■ Instructions for the task ■
Every single entry that follows is to be retyped exactly.

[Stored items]
PR #1048, opened 2019-09-23
Update useValue example in README

johnrees:


johnrees:
Actually I misunderstood the code, I guess `'number'` should be `'count'` in this case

■ Your solution ■
PR #1048, opened 2019-09-23
Update useValue example in README

johnrees:


johnrees:
Actually I misunderstood the code, I guess `'number'` should be `'count'` in this case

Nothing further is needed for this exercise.